Ülkemiz sağlık hizmetlerinin gelişimi ve organizasyonunda, koruyucu ve tedavi edici sağlık hizmetlerinin bireylere ulaştırılması yönündeki çalışmalar Cumhuriyetin ilanından günümüze kadar uzanan gelişim sürecinde hız kazanmıştır. Cumhuriyetin ilan edilmesinin ilk yıllarında itibaren ülkemizdeki bugünkü sağlık teşkilatlandırması ve sağlık hizmetlerinin temeli atılmıştır.
Cumhuriyet döneminde bir yandan tedavi hizmet ağını genişletmek istenirken öteki yandan da koruyucu sağlık hizmetlerinde büyük bir atağa geçilmiştir. Cumhuriyet’in ilanı sonrası Dr. Refik Saydam ülkemizde sağlık hizmetlerinin kuruluşunda ve gelişmesinde büyük katkılar sağlamıştır. Umumi Hıfzısıhha Kanunu (1930)’nda yer alan sağlık politikaları sağlık hizmetlerinin planlanması ve programlanması, koruyucu ve tedavi edici hekimliğin yürütülmesi, bulaşıcı hastalıkların önlenmesi, tıp fakültelerine ilginin arttırılması yönelik ilkeler mevcut olup bu ilkeler ışığında sağlık hizmetleri, “geniş bölgede tek amaçlı”/ “dikey örgütleme” modeli ile yürütülmüştür. Nüfusun çok olduğu yerlerden başlayarak muayene ve tedavi evleri açılmış, koruyucu sağlık hizmetlerinde çalışan hekimler desteklenmiş günümüz sağlıkta dönüşüm programının temelleri daha o zamanlar da atılmıştır.
Sağlıkta Dönüşüm Programı, temel sağlık hizmetlerinin kurumsal konumunu diğer hizmet düzeyleri üzerinde yetki ve kontrol sahibi olacak bir yapıya kavuşturmayı hedeflemektedir. Bireylerin ve sağlık çalışanlarının durumlarını iyileştirmek bu konuda yapılacak yeniliklerin hareket noktasını oluşturmaktadır. Sağlıkta dönüşüm programının en belirgin özelliği bireylerin sağlıklı hayat programlarına erişiminin sağlanması, anne-bebek ölümlerinin azaltılması, bulaşıcı hastalıklarla ve kronik hastalıkların risk faktörleriyle mücadele etmeyi öncelemek bireylerin kendi sağlık durumlarını kontrol edebilme yetilerini geliştirmek ve koruyucu hekimlik yaklaşımını sağlığın merkezine tamamen yerleştirmektir.
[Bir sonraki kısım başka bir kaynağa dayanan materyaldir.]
PR #657, opened 2025-02-21
Harmony integration: the story continues.

betolink:
This PR replaces NSIDC on-prem subsetter with the cloud-based Harmony service for ICESat-2 data. Note: the Harmony trajectory subsetter does not support variable selection for IS2 yet. The rest of the functionality in Icepyx was preserved but this PR when merged and released will contain minor breaking changes.


betolink:
TODO: We need to expose pause, restart and "skip preview" endpoints in the order class.

.github/workflows/unit_test.yml
```diff
@@ -39,9 +39,12 @@ jobs:
           python-version: "${{ matrix.python-version }}"
 
       - name: "Run tests"
+        # env:
+          # EARTHDATA_PASSWORD: "${{ secrets.EARTHDATA_PASSWORD }}"
+          # EARTHDATA_USERNAME: ${{ secrets.EARTHDATA_USERNAME }}
+          # NSIDC_LOGIN: "${{ secrets.EARTHDATA_PASSWORD }}" # remove this
```
JessicaS11, line 45:
```suggestion
```

icepyx/core/is2ref.py
```diff
@@ -12,6 +12,14 @@
...
 
 
+def _get_concept_id(product, version):
+    collections = earthaccess.search_datasets(
+        short_name=product, version=version, cloud_hosted=True
+    )
+    if collections:
+        return collections[0].concept_id()
+
+
```
JessicaS11, line 22: this function is duplicated (it also exists in class Query, line 139). Suggest removing this version.

icepyx/core/orders.py
```diff
@@ -0,0 +1,203 @@
...
+            A list of downloaded granules
+        """
+        path = Path(path)
+        path.mkdir(parents=True, exist_ok=True)
+        if self.type == "subset":
+            return self.harmony_api.download_granules(
+                download_dir=str(path), overwrite=overwrite
+            )
+        else:
+            return earthaccess.download(self.granules, local_path=path)
```
JessicaS11, line 203: aren't these (`download_granules` and `download`) effectively duplicate functions?

icepyx/core/query.py
```diff
@@ -531,6 +136,41 @@ def tracks(self):
...
+            return None
+
+    @property
+    def order_vars(self) -> Union[list[str], None]:
+        """This used to print the list of vasriables for subsetting, Harmony doesn't provide that for IS2 datasets.
+        we do need to implement a class that gets the variables even if it'sm only for listing.
+        """
+        if self.product:
+            return Variables(product=self.product).avail()  # type: ignore[no-any-return]
+        return []
```
JessicaS11, line 155: I'm working on keeping it possible for the user to still see what variables are available for the product, even though they can't subset by them. I'm thinking this is a good place for a deprecation notice that "variable subsetting during order/download" is no longer available, and we should add a new `product_variables` property or something that lets the user just see the list of what would be available before they download. Thoughts?

icepyx/core/orders.py
betolink: they are equivalent, I think of them as aliases because the name of the function in the Query class is `download_granules` so if I user wants to map that to this class it would work the same.

icepyx/core/query.py
betolink: I like `product_variables` or `collection_variables`, agree, renaming the method and removing "order" from the references will make things clearer.

icepyx/core/orders.py
JessicaS11: Currently the user interacts with the icepyx Query class; the future goal is that they will use an earthaccess Results class object (that's currently being created). In both cases, they would not interact directly with the Orders object, so  what is the use case for an `order.download_granules` alias versus mapping `query.download_granules` to `order.download`?

icepyx/core/query.py
```diff
@@ -531,6 +140,54 @@ def tracks(self):
...
+        """
+        Display customization/subsetting options available for this product.
+
+        Parameters
+        ----------
+        dictview : boolean, default False
+            Show the variable portion of the custom options list as a dictionary with key:value
+            pairs representing variable:paths-to-variable rather than as a long list of full
+            variable paths.
+
```
JessicaS11, line 184:
```suggestion
```

JessicaS11: We might be able to grab some of the examples from the docstring of the original function too.

betolink:
Looks like `EARTHDATA_USERNAME` is not a secret in the repo settings? I tried splitting the conftest.py into integration and unit tests versions but for some reason the integration test version is not setting the default user name. Locally works just fine. @JessicaS11  I removed more unused code, I think we could have a workable version tomorrow.

icepyx/core/orders.py
betolink: I think `earthaccess` will use an order's class as well, because it's more intuitive to control orders on its own abstraction. In this case I was switching between the Query class and the DataOrder, and noticed that I had named `download()` in the order, my preference would be that Query would adopt that but it would be another breaking change.

icepyx/core/query.py
```diff
@@ -1,445 +1,56 @@
...
+This module is a work-in-progress and re-implements the core functionality of
+`icepyx.Query` using `earthaccess` and `harmony-py` in preparation for NSIDC's
+decommissioning of the ECS-based ordering system. See the
+`HARMONY_MIGRATION_NOTES` for more details.
+
+The intent is to have the `QueryV2` class replace the existing, v1 `Query`
+class. Once core functionality is implemented, relevant "V2" classes/functions
+can be renamed and the v1 versions removed.
+"""
```
JessicaS11, line 11: notes need updating

icepyx/core/query.py
```diff
@@ -1,445 +1,56 @@
...
+            self._temporal = None  # type: ignore[reportIncompatibleVariableOverride]
 
-        self._version = val.prod_version(is2ref.latest_version(self._prod), version)
+        logging.basicConfig(level=logging.WARNING)
 
-        # build list of available CMR parameters if reducing by cycle or RGT
-        # or a list of explicitly named files (full or partial names)
-        # DevGoal: add file name search to optional queries
+        cycles = kwargs.get("cycles")
+        tracks = kwargs.get("tracks")
```
JessicaS11, line 53: not sure where it's happening during execution, but I found the issue while reviewing the init so I'm noting it here: the search by cycle and tracks is not returning the correct results. It's returning far more granules than it should (and with cycles and tracks that are not specified as inputs).

icepyx/core/query.py
```diff
@@ -449,10 +60,6 @@ def __init__(
                 self._prod, cycles=self.cycles, tracks=self.tracks
             )
 
-        # initialize authentication properties
-        EarthdataAuthMixin.__init__(self)
-
-    # ----------------------------------------------------------------------
```
JessicaS11, line 455: I can't tag the lines specifically, but why do we need these properties (`product`, `product_version`, `__str__`) in both Query and BaseQuery? Could we have them in just one or the other location?

icepyx/core/query.py
```diff
@@ -932,233 +297,218 @@ def avail_granules(self, ids=False, cycles=False, tracks=False, cloud=False):
...
+            return gran_IDs(
                 self.granules.avail,
                 ids=ids,
                 cycles=cycles,
                 tracks=tracks,
                 cloud=cloud,
             )
         else:
-            return granules.info(self.granules.avail)
+            return self.granules.avail
```
JessicaS11, line 312: when I run this in a notebook, I get a list of granules with detailed info about each, rather than the summary previously provided by `avail_granules` (and as noted in the docstring)

icepyx/core/query.py
```diff
@@ -932,233 +297,218 @@ def avail_granules(self, ids=False, cycles=False, tracks=False, cloud=False):
...
+            if status["status"] == "PREVIEW":
+                return self.last_order.resume()
 
-    # DevGoal: put back in the kwargs here so that people can just call download granules with subset=False!
-    def download_granules(
-        self, path, verbose=False, subset=True, restart=False, **kwargs
-    ):  # , extract=False):
+    def order_granules(
+        self, subset: bool = True, skip_preview: bool = False, path: str = "./"
+    ) -> DataOrder:
```
JessicaS11, line 423: to me it is confusing that this function "orders" granules if they're being subset, but "downloads" granules if they're not, and then there's another `download_granules` function that only "downloads" ordered+subset granules (but not the whole granules). Is there a functional reason not to just move the else steps from here to the `download_granules` function and do nothing if a user calls `order_granules` with `subset=False`?

icepyx/core/query.py
```diff
@@ -1,445 +1,56 @@
...
-    ('polygon', [-55.0, 68.0, -55.0, 71.0, -48.0, 71.0, -48.0, 68.0, -55.0, 68.0])
-    Date range ['2019-02-22', '2019-02-28']
-
-    See Also
-    --------
-    GenQuery
-    """
 
+class Query(BaseQuery):
+    _temporal: Union[tp.Temporal, None]
```
JessicaS11, line 37: As I went to update the API docs for this module, I realized I'm still struggling to see how BaseQuery fits into the bigger picture. My current understanding is that it was a useful distinction while we were working on migrating functions to highlight which ones needed to be touched/updated, but is no longer a useful division of functions. Fundamentally, nothing was replaced by "direct" earthaccess calls (e.g. the user still needs to create a `Query` object), and if anything the things in query.py should ultimately be the IS2 specific stuff that builds on the earthaccess GenQuery/BaseQuery-type object that would be created by earthaccess, not icepyx (thinking ahead to the plugin architecture). Thoughts?

icepyx/core/orders.py
JessicaS11: > because it's more intuitive to control orders on its own abstraction

Agreed!

> noticed that I had named download() in the order, my preference would be that Query would adopt that but it would be another breaking change.

Thanks for this explanation - that totally makes sense. Would this be a good case for a deprecation warning? I agree it would be nice if we could not break this fundamental, but if we're pretty certain that `download()` will be the future function name that aligns with earthaccess/plugin architecture, should we use it as an opportunity to suggest users update their code for that eventuality?

icepyx/core/query.py
JessicaS11: see also: https://github.com/icesat2py/icepyx/pull/657#discussion_r2029360744

icepyx/core/query.py
betolink: I de-duplicated these methods, no need to re-implement them if we are not doing anything different.

betolink:
@weiji14 @rwegener2 I wonder if you guys could take a look at this PR, I suspect you both are busy, so this  should not be necessarily an in-depth review, it would be great if  you could install it on an environment and test it with some notebooks you already use. 

```bash
pip install git+https://github.com/icesat2py/icepyx.git@harmony-take2
```

This is a big refactoring to replace the EGI subsetting backend with Harmony. Most of the code should work as I tried not to break anything. I'll ask in CryoCloud if someone would like to also give this branch a try before we merge it, from the NSIDC perspective the sooner the better because is another check on the on-prem decommissioning.  Thanks!!

cc @asteiker

doc/source/example_notebooks/IS2_data_access2-subsetting.ipynb
```diff
@@ -114,10 +106,8 @@
     "user_expressions": []
    },
    "source": [
-    "By default, spatial and temporal subsetting based on your initial inputs is applied to your order unless you specify `subset=False` to `order_granules()` or `download_granules()` (which calls `order_granules` under the hood if you have not already placed your order) functions.\n",
-    "Additional subsetting options must be specified as keyword arguments to the order/download functions.\n",
-    "\n",
-    "Although some file format conversions and reprojections are possible using the `format`, `projection`,and `projection_parameters` keywords, the rest of this tutorial will focus on variable subsetting, which is provided with the `Coverage` keyword."
+    "By default, spatial and temporal subsetting based on your initial inputs is applied to your order unless you specify `subset=False` to the `order_granules()` function or the `download_granules()` function, which calls `order_granules` under the hood if you have not already placed your order.\n",
```
rwegener2, line 109:
```suggestion
    "By default, spatial and temporal subsetting based on your initial inputs is applied to your order. This will be true no matter if you  use the `order_granules()` function or the `download_granules()` function (which calls `.order_granules under()` the hood if you have not already placed your order). If you don't want your order to be spatially subset, you can use the `subset=False` argument in either `.order_granules()` or `.download_granules()`.\n",
```

rwegener2 (commented):
Hi @betolink 👋🏻 I got pulled into something mid-morning that was semi-urgent and ended up taking much more of the day than I would have liked. So, I didn't do so much of a "code review" as an "external run", but the code I ran worked well!

I left one suggestion on the docs. I'm not totally sure I understood what was written, so be sure to check that for accuracy.

This is an exciting new improvement, @betolink! If you want a more thorough review let me know and I can look at this again next week. But if you're in a rush and just need to keep moving you have a "+1" from my sanity check.

doc/source/HARMONY_MIGRATION_NOTES.md
weiji14, line 1: Is this document meant to be user facing? If so, need to add this as an entry under `doc/source/index.rst`.

weiji14 (commented):
A little squeezed this week (between Easter Monday and another public holiday on Friday), so haven't ran through any code, but just some documentation and user-facing API design related comments for now. I'll try and do a deeper review next week or so.

doc/source/HARMONY_MIGRATION_NOTES.md
betolink: No, this was just internal notes for devs, should we include it as a footnote on the migration?

icepyx/core/harmony.py
```diff
@@ -0,0 +1,334 @@
...
+    stop: dt.datetime
+
+
+class HarmonyApi(EarthdataAuthMixin):
+    """
+    A client for interacting with the NASA Harmony API.
+
+    Attributes
+    ----------
+    harmony_client : harmony.Client
```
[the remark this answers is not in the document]
betolink: Good idea! although the Harmony client should not be a public API for Icepyx users.

icepyx/core/query.py
```diff
@@ -1,445 +1,50 @@
...
+    def __init__(self, *args, **kwargs):
+        super().__init__(*args, **kwargs)
 
-        # build list of available CMR parameters if reducing by cycle or RGT
-        # or a list of explicitly named files (full or partial names)
-        # DevGoal: add file name search to optional queries
+        if not hasattr(self, "_temporal"):
+            self._temporal = None  # type: ignore[reportIncompatibleVariableOverride]
+        cycles = kwargs.get("cycles")
+        tracks = kwargs.get("tracks")
```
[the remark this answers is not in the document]
betolink: I think it would be simpler if I consolidate the base_query and query like they were before. Working on it...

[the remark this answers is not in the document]
betolink: Alright, I consolidated the files and now there is one Query like before. Has the same signature.

doc/source/user_guide/documentation/variables.rst
```diff
@@ -13,6 +13,17 @@ Constructor
...
 
+Attributes
+----------
+
+.. autosummary::
+   :toctree: ../../_icepyx/
+
+   Variables.path
+   Variables.product
+   Variables.version
```
weiji14, line 24: Could you add docstrings for these three attributes, so that there's a description of them? Right now it shows up empty under https://icepyx--657.org.readthedocs.build/en/657/user_guide/documentation/variables.html

image

Docstrings can be added here:

https://github.com/icesat2py/icepyx/blob/0512d75e73a19b5a9f2ef79e52494d8e181a0c85/icepyx/core/variables.py#L97-L107

and you can copy the description from here:

https://github.com/icesat2py/icepyx/blob/0512d75e73a19b5a9f2ef79e52494d8e181a0c85/icepyx/core/variables.py#L32-L40

icepyx/core/harmony.py
```diff
@@ -0,0 +1,334 @@
...
+        Checks the status of a submitted Harmony job.
+    place_order(...)
+        Submits an order to Harmony and waits for completion.
+    download_granules(download_dir, overwrite)
+        Downloads all granules associated with past orders.
+    """
+
+    def __init__(self):
+        # initialize authentication properties
+        self.ipx_version = ipx_version
```
weiji14, line 51: Prefer to prefix this with an underscore, so that it's treated as a non-public API implementation detail.
```suggestion
        self._ipx_version = _ipx_version
```

icepyx/core/harmony.py
```diff
@@ -0,0 +1,334 @@
+from concurrent.futures import as_completed
+import datetime as dt
+import json
+from pathlib import Path
+import time
+from typing import Any, Dict, TypedDict, Union
+
+from _icepyx_version import version as ipx_version
```
weiji14, line 8:
```suggestion
from _icepyx_version import version as _ipx_version
```

icepyx/core/harmony.py
```diff
@@ -0,0 +1,334 @@
...
+        request = harmony.Request(**params)
+
+        if not request.is_valid():
+            raise RuntimeError(
+                f"Failed to create valid harmony request: {request.error_messages()}"
+            )
+
+        job_id = self.harmony_client.submit(request)
+        label_req = harmony.AddLabelsRequest(
+            labels=["icepyx", f"icepyx-{self.ipx_version}"], job_ids=[job_id]
```
weiji14, line 138:
```suggestion
            labels=["icepyx", f"icepyx-{self._ipx_version}"], job_ids=[job_id]
```

icepyx/core/harmony.py
```diff
@@ -0,0 +1,334 @@
...
+            The ID of the Harmony job to resume.
+
+        Returns
+        -------
+        dict
+            A dictionary containing the order status and related metadata.
+        """
+        status = self.check_order_status(job_id)
+        if status["status"] == "paused" or status["status"] == "previewing":
+            # we cannot skip after the facvt but pausing and resuming the order does the trick
```
weiji14, line 223:
```suggestion
            # we cannot skip after the fact but pausing and resuming the order does the trick
```

icepyx/core/harmony.py
```diff
@@ -0,0 +1,334 @@
...
+    Methods
+    -------
+    get_capabilities(concept_id)
+        Retrieves the capabilities of a given dataset.
+    check_order_status(job_id)
+        Checks the status of a submitted Harmony job.
+    place_order(...)
+        Submits an order to Harmony and waits for completion.
+    download_granules(download_dir, overwrite)
+        Downloads all granules associated with past orders.
```
weiji14, line 46: Can these be removed? I'm seeing duplicated methods documented on readthedocs, e.g. for `get_capaibilities`, there is https://icepyx--657.org.readthedocs.build/en/657/user_guide/documentation/components.html#icepyx.core.harmony.HarmonyApi.get_capabilities and https://icepyx--657.org.readthedocs.build/en/657/user_guide/documentation/components.html#id2?

```suggestion
```

icepyx/core/is2ref.py
weiji14: @betolink, reminder to remove the duplicated `_get_concept_id` function here in `is2ref.py`.

icepyx/core/is2ref.py
```diff
@@ -89,83 +98,15 @@ def about_product(prod):
 
 # DevGoal: use a mock of this output to test later functions, such as displaying options and widgets, etc.
 # options to get customization options for ICESat-2 data (though could be used generally)
+@deprecated(
+    version="1.4.0", reason="order_vars() is going away, use variables() instead"
+)
 def _get_custom_options(session, product, version):
```
weiji14, line 104: Is this deprecation message correct?

icepyx/core/orders.py
```diff
@@ -0,0 +1,201 @@
...
+    resume()
+        Resumes the order if it has been paused due to exceeding granule limits.
+    pause()
+        Pauses the order.
+    status()
+        Retrieves the status of the order.
+    download_granules(path, overwrite=False)
+        Downloads the granules associated with the order.
+    download(path, overwrite=False)
+        Downloads the granules, waiting until they are ready if necessary.
```
weiji14, line 35: Again, can probably remove these docs, to avoid double documentation on readthedocs at https://icepyx--657.org.readthedocs.build/en/657/user_guide/documentation/components.html#icepyx.core.orders.DataOrder
```suggestion
```

icepyx/core/orders.py
```diff
@@ -0,0 +1,201 @@
...
+        </table>
+        """
+        return html
+
+    def __repr__(self) -> str:
+        return self.__str__()
+
+    def id(self) -> str:
+        """
+        Get the job ID of the order.
```
weiji14, line 95: Would prefer if we just use `job_id`, because there is a python built-in function called [`id`](https://docs.python.org/3/library/functions.html#id), and want to avoid confusion.

```suggestion
    def job_id(self) -> str:
        """
        Get the job ID of the order.
```

icepyx/tests/integration/test_quest_fix.py
weiji14, line 1: Is it necessary to rename this file to `test_quest_fix.py`? Can we rename back?

icepyx/core/is2ref.py
betolink: I think we can just remove this altogether, it used to be the custom options for EGI, the API we're replacing but it won't work at all anyways.

weiji14: Ok, then just remove this.

weiji14 (approved):
Blindly ran through the 4 changed notebooks, and appears to have no major issues (though I didn't check closely). Thanks again @betolink for taking on this tremendous effort!

If possible, I'd wait for a second review before merging, but up to you.

icepyx/core/harmony.py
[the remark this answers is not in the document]
weiji14: Started a PR for intersphinx at #680, will wait for this PR to be merged before I do more updates (otherwise the merge conflict will be painful to handle).

rwegener2 (approved):
I can't say I understand every detail, but it all looks good to me! Thanks for the effort to make this really significant change @betolink!

betolink:
Looks like this is ready to be merged! thanks to all the people involved @weiji14 @rwegener2 @mfisher87 @trey-stafford @asteiker et. al. 
I've never done an Icepyx release so I'd appreciate help with that, in the meantime I'll put some notes for the changelog. 
Perhaps we can have Icepyx `v2.0.0` next week. Cheers!

mfisher87:
Wow, awesome job Luis! This was an absolute beast of a change.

Sağlıkta dönüşüm programının temel amaçları arasında olan bu uygulamanın, halkımızın sağlık düzeyinin yükseltilmesi, kaynaklarımızı uygun şekilde kullanarak daha fazla hizmetin sağlanması ve hakkaniyet ilkesi ışığında bütün bireylerin sağlık hizmetlerine ihtiyaçları ölçüsünde ulaşmalarının gerek kır-kent ve gerekse doğu-batı arasında sağlık hizmetlerine erişim ve sağlık göstergeleri ile ilgili farklılıkların azaltılması yer almaktadır. Bu amaçlara ulaşmak için birinci basamak sağlık hizmetlerinin çağdaş bir yaklaşımla yeniden düzenlenip yaygınlaştırılması ve tüm toplum bireyleri tarafından tercih edilebilir şekilde sunulması sağlanmaktadır. Herkesin kendi seçebileceği, kolayca erişebileceği, herhangi bir engelle karşılaşmaksızın danışabileceği, başvurabileceği bir aile hekiminin olması bu yaklaşımın ana unsurlarının başında gelir. Prof. Dr. Nusret Fişek’in ifadeleriyle: “Kişiye yönelik koruyucu hekimlik hizmetleri ile ayakta ve evde hasta tedavisi hizmetleri bir arada yürütülmelidir. Entegre örgütlenme modelinin en basiti çağdaş aile hekimliğidir.”.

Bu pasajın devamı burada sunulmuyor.